M E T H O D S O F D A T A C O L L E C T I O N
1. THE INTERVIEW or DIRECT METHOD
The researcher or interviewer gets the needed data
from the respondent or interviewee verbally and directly
face-to-face contact.
2. THE QUESTIONNAIRE or INDIRECT METHOD
The questionnaire is a tool for data gathering and
research that consists of a set of questions in a different
form of question type that is used to collect information
from the respondents for the purpose of either survey or
statistical analysis study.

3. REGISTRATION METHOD
This method is used by the government such as the records of births at the
Philippine Statistics Authority (PSA), registration record at the COMELEC
4. OBSERVATION
This method is a way of collecting data through observing. The observer gains
firsthand knowledge by being in and around the social setting that is being
investigated.
5. EXPERIMENTATION
An experiment is a procedure carried out to support, refute, or validate a
hypothesis. An experiment is a method that most clearly shows cause-and-effect
because it isolates and manipulates a single variable, in order to clearly show its
effect.

DATA PRESENTATION
Once data has been collected, it has to be classified and organized in such a way that it becomes easily
readable and interpretable, that is, converted to information.
TYPES OF DATA PRESENTATION
1. TEXTUAL PRESENTATION
This type of presentation combines text and figures in a statistical report.
Example: news item in the newspaper
2. TABULAR PRESENTATION
This type of presentation uses tables consisting of vertical columns and horizontal rows
with headings describing these rows and columns. The data are presented in more brief and orderly
manner.
Example: frequency table
3. GRAPHICAL PRESENTATION
It is a most effective means of presenting statistical data because important relationships
are brought out more clearly in graphs.

DIFFERENT TYPES OF GRAPHS COMMONLY USED IN DATA
PRESENTATION
1. BAR GRAPH
A bar chart or bar graph is a chart or graph that presents
categorical data with rectangular bars with heights or lengths
proportional to the values that they represent. The bars can
be plotted vertically or horizontally.

LINE GRAPH
A line graph is a graphical display of information that changes
continuously over time. A line graph may also be referred to as
a line chart. Within a line graph, there are points connecting
the data to show a continuous change. The lines in a line graph
can descend and ascend based on the data. We can use a line
graph to compare different events, situations, and information.

PIE GRAPH
A pie chart is a circular chart divided into wedge-like sectors, illustrating
proportion. Each wedge represents a proportionate part of the whole, and the total
value of the pie is always 100 percent.
Pie charts can make the size of portions easy to understand at a glance.
They're widely used in business presentations and education to show the proportions
among a large variety of categories including expenses, segments of a population, or
answers to a survey.

SCATTER DIAGRAM
A scatter diagram also called a scatterplot, is a type of plot or
mathematical diagram using Cartesian coordinates to display values for typically two
variables for a set of data. If the points are coded (color/shape/size), one additional
variable can be displayed. The data are displayed as a collection of points, each having
the value of one variable determining the position on the horizontal axis and the value
of the other variable determining the position on the vertical axis.

5. PICTOGRAPH/PICTOGRAM
A pictograph is a chart or graph, which uses pictures to represent data. A pictograph
is one of the simplest forms of data visualization.

TWO TYPES OF SAMPLING
• Probability sampling
• Simple random
• Systematic
• Stratified
• Cluster
• Non-probability sampling
• Convenience/Accidental
• Judgmental/Purposive
• Quota
• Snowball

PROBABILITY VS NON-PROBABILITY SAMPLING
1. Probability or Random Sampling
Provides equal chances to every single element of the population to be
included in the sampling.
2. Non-Probability Sampling
The samples are selected in a process that does not give all the
individuals in the population equal chances of being selected.
Samples are selected on the basis of their accessibility or by the
purposive personal judgment of the researcher.

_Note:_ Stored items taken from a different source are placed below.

PR #5247, opened 2024-05-15
Effect cleanup and fixes

### LINKED ISSUE #5235: Cannot order multiple Captured by the Consulate triggers
**Describe the bug**
I am unable to properly order the triggers when I control multiple Captured by the Consulate. They just get added to the stack automatically.

**Ruling:** *If there is more than one Captured by the Consulate on the battlefield, the triggered ability of each one will change the target if able. The last one to resolve determines what that spell finally targets. If one player controls more than one Capture by the Consulate, they choose the order in which they resolve. If multiple players control those Auras, the first player among them in turn order (starting with the player whose turn it is now) is the one whose triggered ability resolves last.*

**Expected behavior**
When you control multiple Captured by the Consulate and they trigger, you are able to order them on the stack as you please.

**Screenshots**
Doesn't really show much beyond the triggers being on the stack, but I never got a prompt for their order.
Screenshot_20240513_164551 cleaned

 - Version: forge-gui-desktop-1.6.63-SNAPSHOT-05-12

tool4ever:
- The removed AI classes were less advanced than their normal variants anyway, so nothing of value is lost

- Closes #5235

- image
mini fix for regression from #4794


forge-game/src/main/java/forge/game/spellability/SpellAbility.java
```diff
@@ -937,36 +937,38 @@ public String getOriginalDescription() {
...
-                }
+        }
 
-                if (payCosts.isAbility() && !isEquip()) {
-                    sb.append(": ");
+        boolean equip = false;
+        StringBuilder sb = new StringBuilder();
+        // descriptors
+        if (hasParam("PrecostDesc")) {
+            equip = getParam("PrecostDesc").equals("Equip");
```
Hanmac, line 946: `getParam("PrecostDesc").equals("Equip")` is too restrictive

from this part, it might be more?
```
abilityStr.append(" | PrecostDesc$ Equip");
if (k.length > 3 && !k[3].isEmpty()) {
    abilityStr.append(" ").append(vstr);
}
```

tool4ever: good catch

forge-gui/res/cardsfolder/w/wrap_in_vigor.txt
```diff
@@ -1,5 +1,5 @@
 Name:Wrap in Vigor
 ManaCost:1 G
 Types:Instant
-A:SP$ RegenerateAll | ValidCards$ Creature.YouCtrl | SpellDescription$ Regenerate each creature you control.
+A:SP$ RegenerateAll | Defined$ Valid Creature.YouCtrl | SpellDescription$ Regenerate each creature you control.
```
dracontes, line 4: Missed this one (`RegenerateAll` --> `Regenerate`), if I'm reading the changes correctly and `RegenerateAll` was completely removed.

Agetian:
It looks like the difference with the RegenerateAllAi implementation is that it only fired it in case it could save more than one object at a time, while the default implementation will fire even if there's only one object to save. Not sure which one is more desirable tbh, I mean, sometimes you may want to use a RegenerateAll effect to save just one thing. What do you thing? Otherwise yeah, looks good to me :)

tool4ever:
Hmn good observation
I've tweaked it a bit :)

Agetian:
Yeah, this looks good :) Should RegenerateAi be hooked up to the RegenerateAllEffect then in SpellApiToAi?

tool4ever:
no, RegenerateAllEffect also stopped existing ;)

Agetian:
Gotcha, looks good! :) Thanks!

Agetian (approved):

PR #5251, opened 2024-05-16
Adding PreDH format

TheLastNarwhal:
I believe I included all legal sets, though I did omit a fair few promo sets since I couldn't tell if they would contain illegal modern cards. The legal sets are New Phyrexia and everything that came before it. Also, I couldn't figure out what the "Order" part was, so I left it blank.

I hope I did this all right... github is always intimidating when it comes to PRs.


Agetian (approved):

TheLastNarwhal:
@Agetian 
So, everything is correct with the format file? Like I said, I didn't know what the Order part was, so that's blank. All the other format files had that bit filled out with numbers.

Agetian:
For the most part, yeah. There were some sets that are not yet in Forge (namely, with the codes CED, CEI, SUM, PTC, RQS, MGB, ITP) that threw warnings on startup, and two sets had their Scryfall codes specified instead of Forge codes which made the game also throw a warning (PDRC -> DRC94, ME1 -> MED), but otherwise it looks good to me, yes. The "Order" part, as far as I understand it, only matters for the Archived formats in order to determine their sorting order in case the explicit dates aren't specified. Not sure what they were supposed to mean (or how exactly they were specified) for the other Casual formats, but things work as intended without the specification as well. I made a little followup to clean up the warnings (and I hid the non-existent sets behind a TODO label for the time being).

TheLastNarwhal:
Ah, I didn't realize that Forge didn't have some of those set codes. I figured that Forge and Scryfall would be using the same ones. Anywho, I happy that this format will be in Forge now, 'cause it seems exciting.

TheLastNarwhal:
@Agetian

Apologies if this is a bit premature and there's still format stuff that needs to be done, but I tried to build a deck using the preDH restrictions and it wasn't a selectable format. I can see the file in **/res/format/casual**, but I don't think Forge recognizes it as an actual format yet.

Agetian:
As of right now, it's only loaded along with the other custom (casual, archived) formats if the relevant option is enabled in the game options. If the intent is to make it a core format that's always available to the player, then it should be added to the list of core formats in GameFormat.java (check out the code circa line 356). I'll add it there, I believe that was the original intent, anyway :)

PR #5269, opened 2024-05-21
Basic AI logic for Tireless Provisioner

Agetian:
To be improved/generalized as needed, but works for the basic use cases.


Hanmac:
I think for a first attempt, this is okay?

Maybe it can be generalized later?

Hanmac (approved):

Agetian:
Yeah, I'll try to improve on this a bit later and see what other cards might need this kind of treatment :)

PR #5288, opened 2024-05-24
Fixing Bludgeon Brawl

dracontes:
Per ruling on [Bludgeon Brawl](https://scryfall.com/card/nph/80/bludgeon-brawl), it shouldn't overwrite existing artifact subtypes, as shown in the appended screenshot of its effect on a Fortification, so the `RemoveArtifactTypes` parameter was removed. This also brings it in line with the similar effect on [Dan Lewis](https://scryfall.com/card/who/78/dan-lewis).

image


dracontes:
Should've looked more widely for commentary on this corner case.

PR #5298, opened 2024-05-25
StaticAbilityAlternativeCost: improve X handling

tool4ever:
Fixes using _Marshland Bloodcaster_ ability for casting breaking in case the spell uses some hardcoded X SVar.

Also reworked hopefully all remaining {X} cases, so that the calculation only happens before you pay.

PROBABILITY-BASED SAMPLING
Simple Random Sampling
 Lottery Method
 Fish Bowl Method
 Table of Random Numbers

Systematic Sampling
Step 1. Identify the population (N)
Step 2. Identify the number of sample (n) to be drawn from the population
Step 3. Divide N by n to find nth interval
Example
Population is 1,000. Desired sample size is 100. Sampling interval is 10
Get a random start from 1 to 10 in the list as first sample and every 10th
in
the list

Stratified Sampling
Used to ensure that different groups in the population are adequately represented in the sample
Step 1. Identify the population and divide the population into different groups or strata according to criteria.
Step 2. Decide on the sampling size or actual percentage of the population to be considered as sample.
Step 3. Get a proportion of sample from each group
Step 4. Select the respondents by random sampling
Example : Population = 2000 Desired Sample Size = 10%
Proportion of sample per stratum = 10%
500 students x .10 = 50
600 businessman x .10 = 60
400 teachers x .10 = 40
500 farmers x .10 = 50
Total sample = 200
Select the 200 by random sampling.

Cluster Sampling
Often called geographic sampling
Used in large scale surveys
The population is divided into multiple groups called clusters . The
clusters are selected with simple random or systematic sampling
technique for data collection and data analysis.
Example: the Population includes elementary schools in the Province.
The province is first divided into Districts which are treated as clusters
and are randomly selected. From the districts, the schools can be picked
out at random and then classes and then students are selected at random

NON-PROBABILITY SAMPLING
1. Accidental or Convenience Sampling
Researcher selects subjects that are more readily accessible or
available.
2. Purposive Sampling
Subjects are selected based on the needs of the study.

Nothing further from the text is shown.